*What is required*.
When you reach the entries below, transcribe each line word for word.
[Input data — start]
PR #2453, opened 2018-08-03
Rewrite of throttling logging appender testing

isaki-x:
- Renamed test class to match the class it is testing
(ThrottlingAppenderWrapper).
- Rewrote class to play nicer with slower processing and to improve long
term supportability.
- Relied on system property for line seperation instead of hardcoded
regex.
- Removed unused imports (and in the class being tested as well).

###### Problem:
When CI takes awhile, the unit test fails. Also, I like cleaning up compiler warnings.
[Input data — finish]
*Result of the exercise*.
PR #2453, opened 2018-08-03
Rewrite of throttling logging appender testing

isaki-x:
- Renamed test class to match the class it is testing
(ThrottlingAppenderWrapper).
- Rewrote class to play nicer with slower processing and to improve long
term supportability.
- Relied on system property for line seperation instead of hardcoded
regex.
- Removed unused imports (and in the class being tested as well).

###### Problem:
When CI takes awhile, the unit test fails. Also, I like cleaning up compiler warnings.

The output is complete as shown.